AdaBoost tries to boost the performance of a simple base-learner by iteratively shifting the focus towards problematic observations that are challenging to predict. In AdaBoost, this shifting is done by up-weighting observations that were misclassified before.
In adaptative boosting (often called “adaboost”), we try to define our ensemble model as a weighted sum of L weak learners. Finding the best ensemble model with this form is a difficult optimization problem. Then, instead of trying to solve it in one single shot (finding all the coefficients and weak learners that give the best overall additive model), we make use of an iterative optimization process that is much more tractable, even if it can lead to a sub-optimal solution. More especially, we add the weak learners one by one, looking at each iteration for the best possible pair (coefficient, weak learner) to add to the current ensemble model.
AdaBoost was the first really successful boosting algorithm developed for binary classification. It is the best starting point for understanding boosting.
Modern boosting methods build on AdaBoost, most notably stochastic gradient boosting machines.
In Adaptive Boosting or AdaBoost, the loss function which we try to minimize is an exponential loss function that can make the algorithm sensitive to the outliers.
In AdaBoost, the shortcomings of the existing weak learners can be identified by high-weight data points.
AdaBoost is mainly used for classification, however since it is a meta-algorithm (which means it can be used together with other algorithms for performance improvement, including regression tasks. For example, Scikit-Learn, has an implementation of an Adaboost regressor. In the documentation for such regressor, the developers mention that: An AdaBoost regressor is a meta-estimator that begins by fitting a regressor on the original dataset and then fits additional copies of the regressor on the same dataset but where the weights of instances are adjusted according to the error of the current prediction. As such, subsequent regressors focus more on difficult cases.
Gradient Boosting
Gradient boosting is an approach where new models are created that predict the residuals or errors of prior models and then added together to make the final prediction. It is called gradient boosting because it uses a gradient descent algorithm to minimize the loss when adding new models. (Ref)
Gradient boosting tries to boost the performance of a simple base-learner by iteratively shifting the focus towards problematic observations that are challenging to predict. In Gradient boosting, this shifting is done by identifying the difficult observations by large residuals computed in the previous iterations.
Gradient Boost is a robust machine learning algorithm made up of Gradient descent and Boosting. The word ‘gradient’ implies that you can have two or more derivatives of the same function.
The technique yields a direct interpretation of boosting methods from the perspective of numerical optimization in a function space and generalizes them by allowing optimization of an arbitrary loss function.

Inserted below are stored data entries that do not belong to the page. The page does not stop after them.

PR #135, opened 2022-09-29
fix: test for the case of missing params file

WillBeebe:
Small fix for if the params file isn't present, this fails. It creates an empty file, then tries to unmarshal a blank string into JSON. To reproduce `mass app new ; mass app build`

Here's how it fails in our CI pipelines: https://github.com/massdriver-cloud/gcp-memorystore-redis/actions/runs/3148677430/jobs/5119469261


pkg/provisioners/terraform/compile.go
```diff
@@ -142,14 +143,21 @@ func getExistingParams(path string) (map[string]interface{}, error) {
...
+
+	stat, statErr := os.Stat(abs)
+	if os.IsNotExist(statErr) {
 		// no existing params return empty map
 		return params, nil
 	} else if statErr != nil {
 		return params, statErr
 	}
+	if stat.Size() == 0 {
+		log.Info().Msg("size is 0")
```
WillBeebe, line 155:
```suggestion
	
```

pkg/provisioners/terraform/compile.go
```diff
@@ -142,14 +143,21 @@ func getExistingParams(path string) (map[string]interface{}, error) {
...
+	if os.IsNotExist(statErr) {
 		// no existing params return empty map
 		return params, nil
 	} else if statErr != nil {
 		return params, statErr
 	}
+	if stat.Size() == 0 {
+	
+		return params, nil
+	}
```
WillBeebe, line 157:
```suggestion
	// if the file exists but is empty
	if stat.Size() == 0 {
		return params, nil
	}
```

jaketf (approved):
good catch, thanks for the quick PR!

The loss function is gradient boosting can be any differentiable loss function, and so Gradient Boosting algorithm is more robust to outliers than AdaBoost. (recall that the AdaBoost uses exponential loss function which can be sensitive to the outliers. Gradient boosting can use different loss functions, and hence is less prone to the outliers).
Gradient Boosting has three main components: additive model, loss function and a weak learner.
This approach supports both regression and classification predictive modeling problems.
In Gradient Boosting, the shortcomings of the existing weak learners can be identified by gradients.